**Aim of the exercise:** Return every line from the one with "their own packages." through the one with "Package::Create(std::string name, double", inclusive, exactly as it appears below.

**Data supplied:**
Issue #1620, opened 2023-11-21
Implement packaging of bulk to discrete items


gonuke:

nuclearkatie:
Closed by core packaging PRs #1673, #1675, #1683, #1729, and #1749

PR #1673, opened 2024-02-19
Package class and declaration of packages in input file

### LINKED ISSUE #1654: Design and implement `Package` class
Define member variables and methods for class

### LINKED ISSUE #1655: Read in set of Packages and store in Context
Following the model of `Recipe` load available packages from input into context.

Always populate Context with a default implicit packaging instance.

nuclearkatie:
- creates Package class
- packages can be declared in input file (optional)

Closes #1654, closes #1655 
Part of #1620

### DIFF
--- a/src/context.h
+++ b/src/context.h
@@ -351,8 +351,7 @@ class Context {
 
   std::map<std::string, Agent*> protos_;
   std::map<std::string, Composition::Ptr> recipes_;
-  //std::map<std::string, Package::Ptr> packages_;
-  std::map<std::string, boost::shared_ptr<Package>> packages_;
+  std::map<std::string, Package::Ptr> packages_;
   std::set<Agent*> agent_list_;
   std::set<Trader*> traders_;
   std::map<std::string, int> n_prototypes_;
--- a/src/context.h
+++ b/src/context.h
@@ -18,6 +18,7 @@
 #include "greedy_solver.h"
 #include "pyhooks.h"
 #include "recorder.h"
+#include "package.h"
 
 const uint64_t kDefaultTimeStepDur = 2629846;
 
@@ -248,6 +249,15 @@ class Context {
   /// Returns the current simulation timestep.
   virtual int time();
 
+  /// Adds a package type to a simulation-wide accessible list.
+  /// Agents should NOT add their own packages.
+  void AddPackage(std::string name, double fill_min = 0,
+                  double fill_max = std::numeric_limits<double>::max(),
+                  std::string strategy = "first");
+
+  // Retrieve a registered package. 
+  Package::Ptr GetPackage(std::string name);
+
   int random();
 
   /// Generates a random number on the range [0,1)]
@@ -341,6 +351,8 @@ class Context {
 
   std::map<std::string, Agent*> protos_;
   std::map<std::string, Composition::Ptr> recipes_;
+  //std::map<std::string, Package::Ptr> packages_;
+  std::map<std::string, boost::shared_ptr<Package>> packages_;
   std::set<Agent*> agent_list_;
   std::set<Trader*> traders_;
   std::map<std::string, int> n_prototypes_;
--- a/src/package.cc
+++ b/src/package.cc
@@ -1,0 +1,32 @@
+#include "package.h"
+#include "error.h"
+
+namespace cyclus {
+
+int Package::next_id_ = 1;
+
+Package::Ptr Package::Create() {
+  Ptr p(new Package());
+  return p;
+}
+
+Package::Ptr Package::Create(std::string name, double fill_min, double fill_max, std::string strategy) {
+  if (fill_min < 0 || fill_max < 0) {
+    throw ValueError("fill_min and fill_max must be non-negative");
+  }
+  else if (fill_min > fill_max) {
+    throw ValueError("fill_min must be less than or equal to fill_max");
+  }
+  Ptr p(new Package(name, fill_min, fill_max, strategy));
+  return p;
+}
+
+int Package::id() {
+  return id_;
+}
+  
+Package::Package() : id_(next_id_++), fill_min_(0), fill_max_(std::numeric_limits<double>::max()), strategy_("first") {}
+
+Package::Package(std::string name, double fill_min, double fill_max, std::string strategy) : name_(name), id_(next_id_++), fill_min_(fill_min), fill_max_(fill_max), strategy_(strategy) {}
+
+} // namespace cyclus
--- a/src/package.h
+++ b/src/package.h
@@ -1,6 +1,7 @@
 #ifndef CYCLUS_SRC_PACKAGE_H_
 #define CYCLUS_SRC_PACKAGE_H_
 
+#include <limits>
 #include <string>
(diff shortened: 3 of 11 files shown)


src/context.h
```diff
@@ -341,6 +351,8 @@ class Context {
 
   std::map<std::string, Agent*> protos_;
   std::map<std::string, Composition::Ptr> recipes_;
+  //std::map<std::string, Package::Ptr> packages_;
+  std::map<std::string, boost::shared_ptr<Package>> packages_;
```
gonuke, line 355: The version with `Package::Ptr` should work, right?

src/xml_file_loader.cc
```diff
@@ -326,6 +327,28 @@ void XMLFileLoader::LoadRecipes() {
...
+    InfileTree* qe = xqe.SubTree(query, i);
+    std::string name = cyclus::OptionalQuery<std::string>(qe, "name", "default");
+    CLOG(LEV_DEBUG3) << "loading package: " << name;
+    
+    double fill_min = cyclus::OptionalQuery<double>(qe, "fill_min", 0);
+    double fill_max = cyclus::OptionalQuery<double>(qe, "fill_max", std::numeric_limits<double>::max());
+    
+    std::string strategy = cyclus::OptionalQuery<std::string>(qe, "strategy", "first");
+
+    boost::shared_ptr<Package> p = Package::Create(name, fill_min, fill_max, strategy);
```
gonuke, line 347: It might make sense to put this in a `ReadPackage()` method analogous to `ReadRecipe()` but this one is a lot simpler, so could go either way.

src/package.h
```diff
@@ -0,0 +1,38 @@
+#ifndef CYCLUS_SRC_PACKAGE_H_
+#define CYCLUS_SRC_PACKAGE_H_
+
+#include <string>
+#include <boost/shared_ptr.hpp>
```
gonuke, line 5: This should fix your build error

```suggestion
#include <limits>
#include <string>
#include <boost/shared_ptr.hpp>
```

gonuke (changes requested):
This looks pretty good - I think I found the source of your build error.

src/xml_file_loader.cc
nuclearkatie: Yeah my thought was the simplicity negated the need for an extra method at this point

src/package.cc
```diff
@@ -0,0 +1,32 @@
...
+  }
+  Ptr p(new Package(name, fill_min, fill_max, strategy));
+  return p;
+}
+
+int Package::id() {
+  return id_;
+}
+  
+Package::Package() : id_(next_id_++), fill_min_(0), fill_max_(std::numeric_limits<double>::max()), strategy_("first") {}
```
gonuke, line 28: What does `strategy_ == "first"` imply/mean?  Should this just be blank?  Also, shouldn't you initialize the `name` as something, including an empty string?

gonuke (commented):
Another question, but I think this is nearly ready to go...

gonuke:
> * How to manage default? Right now I have the packages managed by context, including creating a default regardless if any are declared in the input file. But, packages isn't context-aware, so when I get around to packaging strategies, not sure how best to call the default value

I think the `default` will always have `id=0` and `name=default`.  You could pick a different default name that is more likely to be unique/rare, but I think it should be easy to access the default package through the context.

src/package.cc
nuclearkatie: This is me starting to think about the fill strategies. For now, just planning to do fill first `first` and fill equally `equal`. Fill first would be the default. But it's not set in stone, happy to use another strategy

nuclearkatie:
> > * How to manage default? Right now I have the packages managed by context, including creating a default regardless if any are declared in the input file. But, packages isn't context-aware, so when I get around to packaging strategies, not sure how best to call the default value
> 
> I think the `default` will always have `id=0` and `name=default`. You could pick a different default name that is more likely to be unique/rare, but I think it should be easy to access the default package through the context.

So you think package class should have the context as a member? As written, package doesn't have a way to access the context, because it doesn't have a manager or anything

gonuke:
> > > * How to manage default? Right now I have the packages managed by context, including creating a default regardless if any are declared in the input file. But, packages isn't context-aware, so when I get around to packaging strategies, not sure how best to call the default value
> 
> > 
> 
> > I think the `default` will always have `id=0` and `name=default`. You could pick a different default name that is more likely to be unique/rare, but I think it should be easy to access the default package through the context.
> 
> 
> 
> So you think package class should have the context as a member? As written, package doesn't have a way to access the context, because it doesn't have a manager or anything

No - I'm not sure the package needs to know about the context.  I think a resource will access info about available packages via the context and then store a direct link to their current package.  Am I missing something about why/how a package would reference its context?

nuclearkatie:
> > > > * How to manage default? Right now I have the packages managed by context, including creating a default regardless if any are declared in the input file. But, packages isn't context-aware, so when I get around to packaging strategies, not sure how best to call the default value
> > 
> > 
> > > 
> > 
> > 
> > > I think the `default` will always have `id=0` and `name=default`. You could pick a different default name that is more likely to be unique/rare, but I think it should be easy to access the default package through the context.
> > 
> > 
> > So you think package class should have the context as a member? As written, package doesn't have a way to access the context, because it doesn't have a manager or anything
> 
> No - I'm not sure the package needs to know about the context. I think a resource will access info about available packages via the context and then store a direct link to their current package. Am I missing something about why/how a package would reference its context?

Ah ok, so the default will always be passed through the resource. I was thinking of having a version of package where no package type was passed, and then the package would have to get access to the default

gonuke:
> > > > > * How to manage default? Right now I have the packages managed by context, including creating a default regardless if any are declared in the input file. But, packages isn't context-aware, so when I get around to packaging strategies, not sure how best to call the default value
> > > 
> > > 
> > > > 
> > > 
> > > 
> > > > I think the `default` will always have `id=0` and `name=default`. You could pick a different default name that is more likely to be unique/rare, but I think it should be easy to access the default package through the context.
> > > 
> > > 
> > > So you think package class should have the context as a member? As written, package doesn't have a way to access the context, because it doesn't have a manager or anything
> > 
> > 
> > No - I'm not sure the package needs to know about the context. I think a resource will access info about available packages via the context and then store a direct link to their current package. Am I missing something about why/how a package would reference its context?
> 
> Ah ok, so the default will always be passed through the resource. I was thinking of having a version of package where no package type was passed, and then the package would have to get access to the default

I think that any time we need to know about a package, we'll have access to the context.  I'm not sure I can think of a time when a package needs to know about the context without some other code-context to get the info it needs.  If we identify something, we'll have to rethink.

nuclearkatie:
Looking ahead, resources don't know about the context except when recording, where it is passed to record. So, somewhere is going to need to be context-aware in order to handle the default case. I'll do some more thinking about this...

gonuke (approved):
This is a great first step on Packaging @nuclearkatie

gonuke:
Sometime soon, coverage will settle down a little and I'll worry about that test, but I'll go ahead now

Issue #1669, opened 2024-02-14
Add workflow to check code style with clang-format


gonuke:
To impose coding style we should check each PR with clang-format and include a style file.  This is done now in [svalinn/DAGMC](https://github.com/svalinn/DAGMC/blob/develop/.github/workflows/housekeeping.yml)

ahnaf-tahmid-chowdhury:
Housekeeping of DAGMC is very complicated now. And it seems in the docker file, we are just installing clang-format through apt. Also, I noticed the docker publish file is changed and there is no way to rebuild a new docker image for housekeeping.

gonuke:
@dean-krueger noted that `clang-format` does not know how to properly deal with our `#pragma cycpp` code.  Some work may be necessary to add rules for `clang-format` to be useable.

PR #1674, opened 2024-02-19
Add Housekeeping to Check Code Style with `clang-format`

ahnaf-tahmid-chowdhury:
## Description

This PR adds a new GitHub Actions workflow named "Housekeeping Checks". The workflow is triggered on `workflow_dispatch` (manual runs) and `pull_request` events targeting the `develop` branch.

## Changes Made

- Added a new workflow file named `housekeeping.yml` to the `.github/workflows` directory.
- The workflow runs on `ubuntu-latest` and consists of the following steps:
  - Checkout the repository
  - Install `clang-format` dependencies
  - Setup environment variables
  - Execute the housekeeping script that runs `clang-format` on the source files and checks for style guide violations. If any are found, the script will fail, and the PR will not be merged.

## Related Issue

This PR addresses issue #1669.

## Additional Notes

- The housekeeping script uses `git status --porcelain` to check for changes in the working directory after running `clang-format`.
- If any changes are found, the script will print the differences and fail the workflow with an error message.
- This workflow helps maintain code style consistency and ensures that all changes adhere to the project's coding standards.


ahnaf-tahmid-chowdhury:
Here is my [Workflow](https://github.com/ahnaf-tahmid-chowdhury/cyclus/actions/runs/7963395049/job/21738857816)

ahnaf-tahmid-chowdhury:
I'm having trouble with housekeeping. Is it advisable to execute `clang-format` and create a new commit with the already available [.clang-format](https://github.com/cyclus/cyclus/blob/main/.clang-format) file?

ahnaf-tahmid-chowdhury:
Yes. I have noticed the coverage is 30%

dean-krueger:
> We (esp. @dean-krueger )have discovered that this is currently dangerous b/c of some features of Cyclus and may need more careful consideration.

It appears that now is the time to start digging this PR up. Sorry @ahnaf-tahmid-chowdhury for taking so long to get around to this.

It appears that the issue I was running into was because pragmas (`#pragma var { ...` specifically in this case) REQUIRES the space between var and {  as specified by the regex:

```
regex = re.compile(r"\s*#\s*pragma\s+cyclus\s+var\s+(.*)")
```

on line 475 of cycpp (in conjunction with the regex on line 398 of the same file). The `\s+var\s+` mandates that there be exactly 1 space before and after `var` in a `#pragma` statement. If this was changed to `\s*var\s*` it would probably stop flagging this error, but it seems like this "exactly one space" is a requirement because something like `string.strip().split()` is happening to actually parse these pragmas. That being said, the thing to do to fix this is to dig into where exactly these `.split()`s are happening, and somehow modify them to allow `var{` instead of `var {`. This would likely be quite difficult, though, since I'm not certain that all pragma decorators take dicts. 

One other option is that we could simply run some sort of script along the lines of `cyclus-formatter.py` that ran clang-format on the code, and then went back in, found all the pragmas, and then added the spaces back in. This would potentially not fit clang-format specs in that there may be 81 chars on a line instead of ≤ 80 (or whatever the number is), but that may be better than trying to fix the, honestly, very confusing cycpp file and risk breaking everything massively. This is also a slightly bulkier, less elegant fix, but it would basically replace users needing to run clang-format on the code with having to run a formatting script, so not too much bulkier.

I'd be interested to see what thoughts @gonuke has on these options.

gonuke:
The best option is to convince clang-format to keep a space between `var` and its opening curly brace... let me know if anyone can figure out how to do that?

I suppose another option is that on the first pass of cycpp, we could do a regex replacement for `var{` => `var {`?

dean-krueger:
One thing that's been bugging me is that in the Google Style guide it demands that there be a space between pretty much everything and the "{". ie.

```
void Foo(double bar) {
```

Leaving this comment mostly for me to try something later, but I also noticed that our clang-format file is 9 years old and specifies Cpp11 (I think the current version of C++ we use in cyclus is certainly newer than that. Perhaps this file is just super out of date and if we use a new one it will work?

gonuke:
> One thing that's been bugging me is that in the Google Style guide it demands that there be a space between pretty much everything and the "{". ie.
> 
> ```
> void Foo(double bar) {
> ```

I think clang-format needs to be able to determine the full context to know how to handle braces (see [details on brace wrapping](https://clang.llvm.org/docs/ClangFormatStyleOptions.html#bracewrapping)).  Because our case is in the `#pragma` and not a standard C++ construct, I don't think it can figure out enough context to make a determination of how to handle the braces.

gonuke:
> It appears that the issue I was running into was because pragmas (`#pragma var { ...` specifically in this case) REQUIRES the space between var and { as specified by the regex:
> 
> ```
> regex = re.compile(r"\s*#\s*pragma\s+cyclus\s+var\s+(.*)")
> ```
> 
> on line 475 of cycpp (in conjunction with the regex on line 398 of the same file). The `\s+var\s+` mandates that there be exactly 1 space before and after `var` in a `#pragma` statement. If this was changed to `\s*var\s*` it would probably stop flagging this error, but it seems like this "exactly one space" is a requirement because something like `string.strip().split()` is happening to actually parse these pragmas. That being said, the thing to do to fix this is to dig into where exactly these `.split()`s are happening, and somehow modify them to allow `var{` instead of `var {`. This would likely be quite difficult, though, since I'm not certain that all pragma decorators take dicts.

I don't think we rely on `split()` anywhere - the regex above captures all the things that match after `var\s+` in the `(.*)`.  So I think we only need to get the last part of this regex correct. 

Also, the regex `\s+var\s+(.*)` does not require exactly one space, but requires at least one space.  Switching to `\s+var\s*(.*)` would allow zero spaces, but might cause other problems.... It may be better to try `\s+var\s*({.*)` so that it looks specifically for the opening brace and includes it in the captured regex match.  There may need to be something special to escape that curly brace since it probably also has a semantic meaning in the regex.

dean-krueger:
Update on this head-scratcher. It seems like, while the problem LOOKS like it comes from the regular expression on L398 of `cycpp.py`, the real issue is deeper than that, and has to do with the way clang-format breaks up the JSON formatting of the pragmas themselves by adding spaces and stuff like that, which throws off `Filter.transform()`, and means we **CANNOT** fix it simply by changing the regex on L398. If we want to fix this, the best option is to do something like adding 

```
// clang-format off
#pragma cyclus var { ... }
// clang-format on
``` 

around EVERY pragma block. So far as my searching (and ChatGPT, which is actually the more convincing source in this case) is concerned, there is NO way to modify clang-format to not only ignore the `...var {` vs `..var{` thing I identified earlier AND the correct JSON formatting. It's just not capable of that.

I am currently working on a python script that will go through, find all the `#pragma` bits, add `//clang-format off` and `//clang-format on` around them, format the code, then remove all the extra lines I added, so if that ends up working we should be able to just change the test that's being run to whether or not that script makes any substantive changes to the files. This feels like (again, if it works) a fine middle ground, but interested in your-all's thoughts.

## TLDR: 
clang-format is breaking things in more ways than one, and there isn't a simple fix we can do on the clang-format configuration side or the cycpp.py side to fix it. I am working on a third option that "brute force" ignores all the pragmas, but we'll see if it ends up being viable or not.

dean-krueger:
I don't know if there is, but my understanding is that clang-format just thinks everything is some variety of C code and sort of puts its horse blinders on and turns the crank. I tried to see if there was a way to get it to do both, but it looks like there isn't, and then I tried to see if there were any tools outside of clang-format that would work and it seemed like there weren't any clearly-great options.

dean-krueger:
I tried to mess around with cycpp.py this morning and my conclusion is that this is not the right path. That file is so dense and the rabbit hole goes so deep that I think the right thing to do is to just advise developers to manually put `//clang-format off ... //clang-format on` around all their pragma blocks, whether that be all at once or individually, and to just be careful with the way they format the blocks. I'm drafting a page for the C++ tutorial on `fuel cycle.org` to walk through writing pragma blocks, and will go through and make an issue in Cycamore to add this guard to all the files in there and then we can hopefully move forward with this.

dean-krueger:
With #1880 and #1881 merged, now, I think that this SHOULD be good for another look at least, and perhaps just a straight merge. I wonder if there's any additional testing that should be done, after #1880 and #1881, but I'll toss that over the wall at @gonuke for him to decide whether to toss back over at me or @ahnaf-tahmid-chowdhury . Either way, I think a lot of the ground work for this to get merged has been done now. Thanks for being patient with me everyone!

**Solution to the exercise:**
+  /// Agents should NOT add their own packages.
+  void AddPackage(std::string name, double fill_min = 0,
+                  double fill_max = std::numeric_limits<double>::max(),
+                  std::string strategy = "first");
+
+  // Retrieve a registered package. 
+  Package::Ptr GetPackage(std::string name);
+
   int random();
 
   /// Generates a random number on the range [0,1)]
@@ -341,6 +351,8 @@ class Context {
 
   std::map<std::string, Agent*> protos_;
   std::map<std::string, Composition::Ptr> recipes_;
+  //std::map<std::string, Package::Ptr> packages_;
+  std::map<std::string, boost::shared_ptr<Package>> packages_;
   std::set<Agent*> agent_list_;
   std::set<Trader*> traders_;
   std::map<std::string, int> n_prototypes_;
--- a/src/package.cc
+++ b/src/package.cc
@@ -1,0 +1,32 @@
+#include "package.h"
+#include "error.h"
+
+namespace cyclus {
+
+int Package::next_id_ = 1;
+
+Package::Ptr Package::Create() {
+  Ptr p(new Package());
+  return p;
+}
+
+Package::Ptr Package::Create(std::string name, double fill_min, double fill_max, std::string strategy) {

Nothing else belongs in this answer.